Hazem Alsamkary, Mohamed Elshaffei, Mohamed Soudy, Sara Ossman, Abdallah Amr, Nehal Adel Abdelsalam, Mohamed Elkerdawy, Ahmed Elnaggar

2025-05-28

Beyond Simple Concatenation: Fairly Assessing PLM Architectures for
  Multi-Chain Protein-Protein Interactions Prediction

Summary

This paper talks about a new way to fairly test how well different protein language model designs can predict how strongly two or more proteins will stick together, which is important for understanding biology and medicine.

What's the problem?

The problem is that earlier methods for predicting protein-protein interactions often just combined protein data in a simple way, like sticking their sequences together, which doesn't always give the best results and might not be fair when comparing different model designs.

What's the solution?

To solve this, the researchers created a special dataset called PPB-Affinity and tried out four different ways of designing the models.
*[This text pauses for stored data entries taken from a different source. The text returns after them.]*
PR #4025, opened 2025-05-15
adapters: kafka: support AWS MSK IAM SASL

abhizer:
Uses the `OAUTHBEARER` `sasl.mechanism` to support IAM based authentication and SASL / SSL.
There are some todos like inserting timeouts while trying to get the bearer token, unsure what a good timeout period would be.

Before fetching the metadata, it is important to call `poll` to set the bearer token, this is currently done in a hacky way outside the `count_partitions_in_topic` method. This should be improved.

Also, the code to fetch the bearer token across different contexts is repeated and identical. We should extract this out in one place.

More importantly, it might cause a regression in end to end performance with Kafka.

```
"sasl.mechanism": "OAUTHBEARER",
"security.protocol": "SASL_SSL",
```

### DIFF
--- a/crates/adapters/src/transport/kafka/ft/input.rs
+++ b/crates/adapters/src/transport/kafka/ft/input.rs
@@ -9,12 +9,14 @@ use crate::{
 };
 use crate::{InputBuffer, ParseError, Parser};
 use anyhow::{anyhow, bail, Error as AnyError, Result as AnyResult};
+use aws_msk_iam_sasl_signer::generate_auth_token;
 use crossbeam::queue::ArrayQueue;
 use crossbeam::sync::{Parker, Unparker};
 use feldera_adapterlib::transport::{InputEndpoint, InputReaderCommand, Resume};
 use feldera_types::config::FtModel;
 use feldera_types::program_schema::Relation;
 use feldera_types::transport::kafka::{KafkaInputConfig, KafkaStartFromConfig};
+use rdkafka::client::OAuthToken;
 use rdkafka::config::RDKafkaLogLevel;
 use rdkafka::consumer::base_consumer::PartitionQueue;
 use rdkafka::message::BorrowedMessage;
@@ -27,6 +29,7 @@ use rdkafka::{
 use rdkafka::{Offset, TopicPartitionList};
 use serde::{Deserialize, Serialize};
 use std::collections::{BTreeSet, HashSet};
+use std::error::Error;
 use std::hash::Hasher;
 use std::ops::Range;
 use std::sync::atomic::{AtomicBool, AtomicI64, Ordering};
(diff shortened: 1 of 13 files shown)


crates/adapters/src/transport/kafka/ft/input.rs
```diff
@@ -515,8 +553,17 @@ impl KafkaFtInputReader {
         //
         // This has the desirable side effect of ensuring that we can reach the
         // broker and failing with an error if we cannot.
-        let context = KafkaFtInputContext::new();
+        let context = KafkaFtInputContext::new(
+            config
+                .kafka_options
+                .get("sasl.mechanism")
+                .is_some_and(|s| s.to_uppercase() == "OAUTHBEARER"),
```
blp, line 560:
```suggestion
                .is_some_and(|s| s.eq_ignore_ascii_case("OAUTHBEARER")),
```

crates/adapters/src/transport/kafka/ft/input.rs
```diff
@@ -76,27 +79,62 @@ struct KafkaFtInputContext {
...
     }
 
-    fn log(&self, level: RDKafkaLogLevel, fac: &str, log_message: &str) {
-        self.deferred_logging.log(level, fac, log_message);
+    fn generate_oauth_token(&self, _: Option<&str>) -> Result<OAuthToken, Box<dyn Error>> {
+        // TODO: Currently, OAUTHBEARER only works with AWS MSK.
+        if self.oauthbearer {
+            let region = {
+                let region = std::env::var("AWS_REGION").ok();
+                let default = std::env::var("AWS_DEFAULT_REGION").ok();
```
blp, line 116: I'd expect this to be in the configuration, not the environment. I don't think we provide a way to set environment variables.

crates/adapters/src/transport/kafka/ft/mod.rs
```diff
@@ -460,6 +467,33 @@ where
...
+                lifetime_ms: expiration_time_ms,
+            });
+        }
+
+        Ok(OAuthToken {
+            token: "".to_string(),
+            principal_name: "".to_string(),
+            lifetime_ms: i64::MAX,
+        })
+    }
```
blp, line 496: This looks like it duplicates a lot of code with another function, can they be factored into a common helper?

crates/adapters/src/transport/kafka/ft/output.rs
```diff
@@ -114,6 +117,11 @@ impl KafkaOutputEndpoint {
         let max_message_size = message_max_bytes - MAX_MESSAGE_OVERHEAD;
         debug!("Configured max message size: {max_message_size} ('message.max.bytes={message_max_bytes}')");
 
+        let oauthbearer = config
+            .kafka_options
+            .get("sasl.mechanism")
+            .is_some_and(|s| s.to_uppercase() == "OAUTHBEARER");
+
```
blp, line 124: I see this pattern repeated multiple places, can we have a helper for it?

crates/adapters/src/transport/kafka/ft/output.rs
```diff
@@ -341,8 +365,31 @@ impl ClientContext for DataProducerContext {
...
+                principal_name: "".to_string(),
+                lifetime_ms: expiration_time_ms,
+            });
+        }
+
+        Ok(OAuthToken {
+            token: "".to_string(),
+            principal_name: "".to_string(),
+            lifetime_ms: i64::MAX,
+        })
```
blp, line 392: Another instance of similar code.

crates/adapters/src/transport/kafka/ft/input.rs
lalithsuresh: @abhizer I expect aws-config to pick these up automatically and you shouldnt have to do it yourself. You can use the S3 connector as a reference.

abhizer: We don't use `aws-config` directly, even if we did, `region` might be None. So now, the connector definition requires the `region` field when `sasl.mechanism` is `oauthbearer`.

lalithsuresh:
@abhizer has this been tested with IRSA on EKS?

PR #4029, opened 2025-05-16
[dbsp] Fix invalid assumption in list merger.

### LINKED ISSUE #4028: `index out of bounds` panic when removing nodes from a graph reachability workload
**Describe the bug**

deleting nodes from a reachability workload shows a series of messages like this in the logs:
```
thread 'dbsp-worker-0-bg' panicked at /home/ubuntu/lib/crates/dbsp/src/dynamic/lean_vec.rs:752:5:
index out of bounds, length is 200 but the index was 200
```

**To Reproduce**
With the pipeline workload in below, the write workload (using the http input connector) is roughly:
1. given N total nodes
2. add 10 disjoint edges connecting Y -> X where: Y is greater than X and Y-X is N/10 
3. add edges connecting i -> i + 1 for 0..N
4. delete edges connecting i -> i + 1 for 0..N
5. repeat 3 & 4 a few times in a loop

This might not be related but completeness there is also an http output request (with `backpressure = true`) created in between 2 and 3.

**Expected behavior**
Ideally, no panic. But minimally it would be preferable if the panic were recoverable / more visible (the pipeline status remains "running" and subsequent requests succeed despite the background circuit worker being lost)

 - Feldera Version: 0.48.0
 - Environment: Docker
 - Browser: N/A (chrome for completeness)
 - Pipeline Configuration/SQL code:
```sql
-- edge(Int, Int)
CREATE TABLE fact_1 (
    arg0 text not null,
    arg1 text not null,
    PRIMARY KEY (arg0, arg1)
)
--WITH ('materialized' = 'true')
 ;
DECLARE RECURSIVE VIEW connected_2_56b544f5ad9a4c5d(
        out0_type text not null,
        out0_val text not null,
        out1_type text not null,
        out1_val text not null
    );

CREATE MATERIALIZED VIEW connected_2_56b544f5ad9a4c5d(out0_type, out0_val, out1_type, out1_val) as (
    SELECT cast('Integer' as VARCHAR) as out0_type,
        f0.arg0 AS out0_val,
        CAST('Integer' as VARCHAR) as out1_type,
        f0.arg1 AS out1_val
    FROM fact_1 f0
    union
    SELECT cast('Integer' as VARCHAR) as out0_type,
        f0.arg0 as out0_val,
        cast('Integer' as VARCHAR) as out1_type,
        t1.out1_val as out1_val
FROM fact_1 f0, connected_2_56b544f5ad9a4c5d t1
WHERE t1.out0_val = f0.arg1
);
```

configuration:
```json
{
  "workers": 1,
  "storage": {
    "backend": {
      "name": "default"
    },
    "min_storage_bytes": null,
    "compression": "default",
    "cache_mib": null
  },
  "fault_tolerance": {
    "model": "none",
    "checkpoint_interval_secs": 60
  },
  "cpu_profiler": true,
  "tracing": false,
  "tracing_endpoint_jaeger": "127.0.0.1:6831",
  "min_batch_size_records": 0,
  "max_buffering_delay_usecs": 0,
  "resources": {
    "cpu_cores_min": null,
    "cpu_cores_max": null,
    "memory_mb_min": null,
    "memory_mb_max": null,
    "storage_mb_max": null,
    "storage_class": null
  },
  "clock_resolution_usecs": 100000,
  "pin_cpus": [],
  "provisioning_timeout_secs": null,
  "max_parallel_connector_init": null
}
```

ryzhyk:
The ListMerger algorithm assumed that an individual batch cannot contain zero-weight entries. This is correct, except when applying a map function to times in the batch, which can map records with different timestamps to the same timestamp, in which case such entries can cancel each other out.  This happens as part of lazy trace compaction where we consolidate entries with old timestamps that are no longer distinguishable to the algorithm.

Fixes #4028

### DIFF
--- a/crates/dbsp/src/operator/dynamic/recursive.rs
+++ b/crates/dbsp/src/operator/dynamic/recursive.rs
@@ -245,6 +245,51 @@ mod test {
         }
     }
 
+    // See https://github.com/feldera/feldera/issues/4028
+    #[test]
+    fn issue4028() {
+        // Changes to the edges relation.
+        let insert_edges = (0..100)
+            .map(|i| Tup2(Tup2(i, i + 1), 1))
+            .collect::<Vec<_>>();
+        let delete_edges = (0..100)
+            .map(|i| Tup2(Tup2(i, i + 1), -1))
+            .collect::<Vec<_>>();
+
+        let (root, (edges_handle, paths_handle)) = RootCircuit::build(move |circuit| {
+            let (edges, edges_handle) = circuit.add_input_zset::<Tup2<u64, u64>>();
+
+            let paths = circuit
+                .recursive(|child, paths: Stream<_, OrdZSet<Tup2<u64, u64>>>| {
+                    let edges = edges.delta0(child);
+
+                    let paths_indexed = paths.map_index(|&Tup2(x, y)| (y, x));
+                    let edges_indexed = edges.map_index(|Tup2(x, y)| (*x, *y));
+
+                    Ok(edges.plus(
+                        &paths_indexed.join(&edges_indexed, |_via, from, to| Tup2(*from, *to)),
+                    ))
+                })
+                .unwrap();
+
+            let paths_handle = paths.integrate().output();
+
+            Ok((edges_handle, paths_handle))
+        })
+        .unwrap();
+
+        for _ in 0..10 {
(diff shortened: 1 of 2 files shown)


blp (approved):
Thank you!

PR #1422, opened 2024-09-18
doc: address most config TODOs

Gankra:


cargo-dist/src/config/v1/installers/pkg.rs
```diff
@@ -35,8 +35,12 @@ impl PkgInstallerConfig {
         _pkg_idx: PackageIdx,
         common: &CommonInstallerConfig,
     ) -> Self {
+
         Self {
             common: common.clone(),
+            // TODO: you *need* to provide this to make a pkg
+            // installer, so it *should* be non-optional, but the
+            // whole "defaults first" thing makes this messed up...
             identifier: "TODO".to_owned(),
```
Gankra, line 44: This one still persists, as it was a detail in the pkg rebase I needed to breeze past. With correct config this doesn't matter as it always gets overloaded, but with incorrect config we'll get confused and have bad diagnostics.

mistydemeo (approved):
Makes sense to me - just need to handle the `cargo fmt` and `clippy` stuff.

PR #1423, opened 2024-09-18
feat: support any format in npm

### LINKED ISSUE #226: [npm-installer] support more than tar.gz
cargo-dist currently lets you select your binary archive format:

* .zip (default windows)
* .tar.gz
* .tar.xz (default unix)
* .tar.zstd

But the npm installer can only handle .tar.gz! This is a limitation inherited from [the binary-install npm package](https://github.com/EverlastingBugstopper/binary-install) (yes the "fork" is the Real One), which in turn inherits the limitation [from the npm tar package](https://github.com/isaacs/node-tar) which in turn inherits the limitation from "node-js bundles a gzip encoder/decoder and that's all we use".

As a workaround I will be making the new interactive UX default to .tar.gz compression if you enable npm installers, but we should really deal with by fixing/forking/ditching binary-install.

mistydemeo:
This removes the node tar library, and instead commits to unzipping/untarring files the same way that we do in the shell and powershell installers.

Fixes #226.

This isn't tested yet; opening a PR to make sure I'm not completely off base in the JS-side formatting/logic.

### DIFF
--- a/cargo-dist/src/init.rs
+++ b/cargo-dist/src/init.rs
@@ -7,8 +7,8 @@ use serde::Deserialize;
 
 use crate::{
     config::{
-        self, CiStyle, CompressionImpl, Config, DistMetadata, HostingStyle, InstallPathStrategy,
-        InstallerStyle, MacPkgConfig, PublishStyle, ZipStyle,
+        self, CiStyle, Config, DistMetadata, HostingStyle, InstallPathStrategy, InstallerStyle,
+        MacPkgConfig, PublishStyle,
     },
     do_generate,
     errors::{DistError, DistResult},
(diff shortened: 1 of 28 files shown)


cargo-dist/src/init.rs
```diff
@@ -786,31 +786,6 @@ fn get_new_dist_metadata(
             }
             eprintln!();
         }
-
-        // FIXME (#226): If they have an npm installer, force on tar.gz compression
```
Gankra, line 790: 😻

cargo-dist/templates/installer/npm/binary-install.js
```diff
@@ -90,11 +91,43 @@ class Package {
...
+            let tempFile = join(directory, filename);
+            const sink = res.data.pipe(createWriteStream(tempFile));
+            sink.on("error", (err) => reject(err));
+            sink.on("finish", () => {
+              if (/\.tar\.*/.test(filename)) {
+                const result = spawnSync("tar", [
+                  "xf",
+                  tempFile,
+                  "--strip-components",
+                  "1",
```
Gankra, line 105: this is often good to mention why we do this (and not for zip)

cargo-dist/src/init.rs
Gankra: Is there no similar code in backend/installers/npm.rs or tasks.rs?

mistydemeo:
Current status: this works fine on macOS. On Windows, I'm getting a race condition where the ZIP doesn't seem to be (fully?) written at the time we try to unzip it, but delaying the process even slightly by, say, doing a `fs.statSync` call on the ZIP file before unzipping causes it to succeed.

```
Downloading release from https://mistydemeo.artifacts.axodotdev.host/axolotlsay/ax_MbxL0uIRST_tFQjWW717x/axolotlsay-x86_64-pc-windows-msvc.zip
Error fetching release: An error occurred unzipping the artifact: stdout: ; stderr: [C:/Users/misty/AppData/Local/Temp/4mq3nj/axolotlsay-x86_64-pc-windows-msvc.zip]
  End-of-central-directory signature not found.  Either this file is not
  a zipfile, or it constitutes one disk of a multi-part archive.  In the
  latter case the central directory and zipfile comment will be found on
  the last disk(s) of this archive.
unzip:  cannot find zipfile directory in C:/Users/misty/AppData/Local/Temp/4mq3nj/axolotlsay-x86_64-pc-windows-msvc.zip,
        and cannot find C:/Users/misty/AppData/Local/Temp/4mq3nj/axolotlsay-x86_64-pc-windows-msvc.zip.zip, period.
```

Sample npm package is here: https://github.com/mistydemeo/cargodisttest/releases/tag/v0.2.243

mistydemeo:
Got it working. Looks like I needed to wait on the `closed` event instead of the `finished` event for the download; with that change, it now works perfectly on Windows.

mistydemeo:
Tested with multiple configurations, and it's working fine.

Default settings (ZIP on Windows, .tar.gz on Unix): https://github.com/mistydemeo/cargodisttest/releases/tag/v0.2.245

.tar.gz: https://github.com/mistydemeo/cargodisttest/releases/tag/v0.2.246

.tar.xz: https://github.com/mistydemeo/cargodisttest/releases/tag/v0.2.247

PR #1430, opened 2024-09-25
fix: handle final config todo

mistydemeo:


Gankra (approved):
good, but it would be nice if we could error early enough that plan fails

mistydemeo:
Shipped a change that gets us to error out during plan.

```
  × No bundle identifier was specified
  help: Please either enter a bundle identifier, or disable the Mac .pkg
```

This message will get updated with a link to the config once we get to the point of shipping the pkg docs.

PR #1432, opened 2024-09-27
feat: add minimum supported axoupdater check (library)

### LINKED ISSUE #1392: Add "minimum supported axoupdater version" checks
While many installer changes can be done in a forward/backward-compatible way with axoupdater, some changes, like #1355, strictly require the installed version of axoupdater to be new enough to be aware of the new behaviour. As such they are dangerous to land without some way to tell cargo-dist users "hey you must update axoupdater".

Given we already use guppy/cargo-metadata, we have dependency info at our fingertips and can in fact complain that you're using an older version of axoupdater.

So this feature amounts to:

* add some constant in cargo-dist that records the minimum supported axoupdater version
* for each distable package, if we see it depends on axoupdater *as a library*, complain if the axoupdater version is < the constant

We don't currently process dependency information so someone will need to write that logic. I'm reasonably familiar with the relevant APIs.

mistydemeo:
This adds a check when building Rust software which uses axoupdater as a library. If the user is using a version older than what this version of cargo-dist was for, it emits a warning at buildtime. I tested it on cargo-dist itself by bumping the const to something that doesn't exist, and confirmed it works:

```
 WARN Your project uses axoupdater as a library. We've detected that you're using 0.7.2, but this version of cargo-dist expects a version of at least 0.10.0 (or greater). Please consider updating to ensure your users don't experience inconsistent update behaviour.
```

To support this, I added support in axoproject for detecting if axoupdater is present and, if it is, its version is recorded. I briefly considered tracking the full dep tree in the axoproject info but that seemed like overkill.

Fixes #1392.

### DIFF
--- a/axoproject/src/rust.rs
+++ b/axoproject/src/rust.rs
@@ -79,7 +79,7 @@ fn workspace_info(pkg_graph: &PackageGraph) -> Result<WorkspaceStructure> {
     let root_auto_includes = crate::find_auto_includes(workspace_root)?;
     let mut all_package_info = vec![];
     for package in members.packages(DependencyDirection::Forward) {
-        let mut info = package_info(workspace_root, &package)?;
+        let mut info = package_info(workspace_root, &package, pkg_graph)?;
         crate::merge_auto_includes(&mut info, &root_auto_includes);
         all_package_info.push(info);
     }
@@ -104,7 +104,11 @@ fn workspace_info(pkg_graph: &PackageGraph) -> Result<WorkspaceStructure> {
     })
 }
 
-fn package_info(_workspace_root: &Utf8Path, package: &PackageMetadata) -> Result<PackageInfo> {
+fn package_info(
+    _workspace_root: &Utf8Path,
+    package: &PackageMetadata,
+    pkg_graph: &PackageGraph,
+) -> Result<PackageInfo> {
     let manifest_path = package.manifest_path().to_owned();
     let package_root = manifest_path
         .parent()
@@ -198,18 +202,20 @@ fn package_info(_workspace_root: &Utf8Path, package: &PackageMetadata) -> Result
             )
         };
 
-    let axoupdater_version = if package.name() == "axoupdater" {
-        Some(Version::Cargo(package.version().to_owned()))
-    } else {
-        let mut version = None;
-        for subpackage in package.direct_links() {
-            if subpackage.dep_name() == "axoupdater" {
-                version = Some(Version::Cargo(subpackage.to().version().to_owned()));
+    let query = pkg_graph.query_forward(std::iter::once(package.id()))?;
+    let package_set = query.resolve();
+    let mut axoupdater_versions = vec![];
+    for package in package_set.packages(DependencyDirection::Reverse) {
+        if package.name() == "axoupdater" {
+            axoupdater_versions.push(Version::Cargo(package.version().to_owned()))
+        } else {
+            for subpackage in package.direct_links() {
+                if subpackage.dep_name() == "axoupdater" {
+                    axoupdater_versions.push(Version::Cargo(subpackage.to().version().to_owned()))
+                }
             }
         }
-
-        version
-    };
+    }
 
     let version = Some(Version::Cargo(package.version().clone()));
     let mut info = PackageInfo {
@@ -242,7 +248,7 @@ fn package_info(_workspace_root: &Utf8Path, package: &PackageMetadata) -> Result
         cargo_package_id,
         npm_scope: None,
         build_command: None,
-        axoupdater_version,
+        axoupdater_versions,
     };
 
     // Find files we might want to auto-include
--- a/axoproject/src/rust.rs
+++ b/axoproject/src/rust.rs
@@ -52,8 +52,6 @@ pub fn get_workspace(start_dir: &Utf8Path, clamp_to_dir: Option<&Utf8Path>) -> W
 fn package_graph(start_dir: &Utf8Path) -> Result<PackageGraph> {
     let mut metadata_cmd = MetadataCommand::new();
 
-    // We don't care about dependency information, and disabling it makes things much faster!
-    metadata_cmd.no_deps();
     metadata_cmd.current_dir(start_dir);
 
     let pkg_graph = metadata_cmd.build_graph()?;
@@ -89,6 +87,23 @@ fn workspace_info(pkg_graph: &PackageGraph) -> Result<WorkspaceStructure> {
     let target_dir = workspace.target_directory().to_owned();
     let workspace_dir = workspace.root().to_owned();
 
+    let mut axoupdater_version = None;
+    for package in members.packages(DependencyDirection::Reverse) {
+        let mut version = None;
+        if package.name() == "axoupdater" {
+            version = Some(package.version());
+        } else {
+            for package in package.direct_links() {
+                if package.dep_name() == "axoupdater" {
+                    version = Some(package.to().version());
+                }
+            }
+        }
+        if let Some(version) = version {
+            axoupdater_version = Some(Version::Cargo(version.to_owned()));
+        }
+    }
+
     Ok(WorkspaceStructure {
         sub_workspaces: vec![],
         packages: all_package_info,
@@ -102,6 +117,7 @@ fn workspace_info(pkg_graph: &PackageGraph) -> Result<WorkspaceStructure> {
             root_auto_includes,
             cargo_metadata_table,
             cargo_profiles,
+            axoupdater_version,
         },
     })
 }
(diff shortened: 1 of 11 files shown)


axoproject/src/rust.rs
```diff
@@ -89,6 +87,23 @@ fn workspace_info(pkg_graph: &PackageGraph) -> Result<WorkspaceStructure> {
     let target_dir = workspace.target_directory().to_owned();
     let workspace_dir = workspace.root().to_owned();
 
+    let mut axoupdater_version = None;
```
Gankra, line 90: Ok so this is *probably* fine but strictly speaking it's not precise enough. In an ideal world we compute this value *per-package* (so construct a Map of Package -> Opt<Version>). That way if a package we don't care about "randomly" depends on axoupdater we don't freak out.

axoproject/src/rust.rs
```diff
@@ -89,6 +87,23 @@ fn workspace_info(pkg_graph: &PackageGraph) -> Result<WorkspaceStructure> {
...
+    for package in members.packages(DependencyDirection::Reverse) {
+        let mut version = None;
+        if package.name() == "axoupdater" {
+            version = Some(package.version());
+        } else {
+            for package in package.direct_links() {
+                if package.dep_name() == "axoupdater" {
+                    version = Some(package.to().version());
```
Gankra, line 98: This needs to be merging in any existing versions we've found. I was gonna say "min" but actually accumulating a Vec would probably produce better diagnostics.

cargo-dist/src/build/cargo.rs
```diff
@@ -20,11 +23,18 @@ impl<'a> DistGraphBuilder<'a> {
...
-            .workspace_dir
-            .clone();
+
+        let workspace = self.workspaces.workspace(workspace_idx);
+        if let Some(axoproject::Version::Cargo(version)) = &workspace.axoupdater_version {
+            let axoupdater_min_version = semver::Version::parse(AXOUPDATER_MINIMUM_VERSION)
+                .expect("invalid axoupdater const?!");
+
+            if *version < axoupdater_min_version {
+                warn!("Your project uses axoupdater as a library. We've detected that you're using {}, but this version of cargo-dist expects a version of at least {} (or greater). Please consider updating to ensure your users don't experience inconsistent update behaviour.", version, axoupdater_min_version);
```
Gankra, line 33: Needs to be a *hard error*, we *cannot* let them proceed or they're in hell.

Gankra (approved):
Approved but some changes to make

mistydemeo:
Pushed up a version with some changes.

I realized that since we were already iterating over direct packages in the workspace and not transitive dependencies (and since Gankra's suggestion was to ignore unexpected packages), we could do this a little easier by putting that dependency info on each package rather than on the workspace. Makes it easier to decide if we need to care about that axoupdater version per-package. We don't - currently - know of any projects that actually transitively depend on axoupdater, I suppose.

axoproject/src/rust.rs
```diff
@@ -200,6 +198,19 @@ fn package_info(_workspace_root: &Utf8Path, package: &PackageMetadata) -> Result
             )
         };
 
+    let axoupdater_version = if package.name() == "axoupdater" {
+        Some(Version::Cargo(package.version().to_owned()))
+    } else {
+        let mut version = None;
+        for subpackage in package.direct_links() {
```
ashleygwilliams, line 205: what would it mean if someone transitively depended on axoupdater (trying to sort if holding the transitive user of axoupdater to the dist version restrictions makes sense)

axoproject/src/tests.rs
```diff
@@ -5,6 +5,15 @@ use crate::{
     WorkspaceKind,
 };
 
+fn get_package(packages: &[(PackageIdx, &crate::PackageInfo)], name: &str) -> crate::PackageInfo {
+    packages
+        .iter()
+        .find(|(_, p)| p.name == name)
+        .unwrap()
```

They found that using more advanced techniques, like hierarchical pooling and pooled attention addition, helps the models make better predictions than just using simple concatenation.

Why it matters?

This is important because it helps scientists build more accurate tools for studying how proteins interact, which can lead to better understanding of diseases and the development of new drugs.

Abstract

The study introduces a curated PPB-Affinity dataset and evaluates four architectural designs for adapting protein language models to predict protein-protein interaction binding affinity, demonstrating that hierarchical pooling and pooled attention addition architectures perform better than concatenation methods.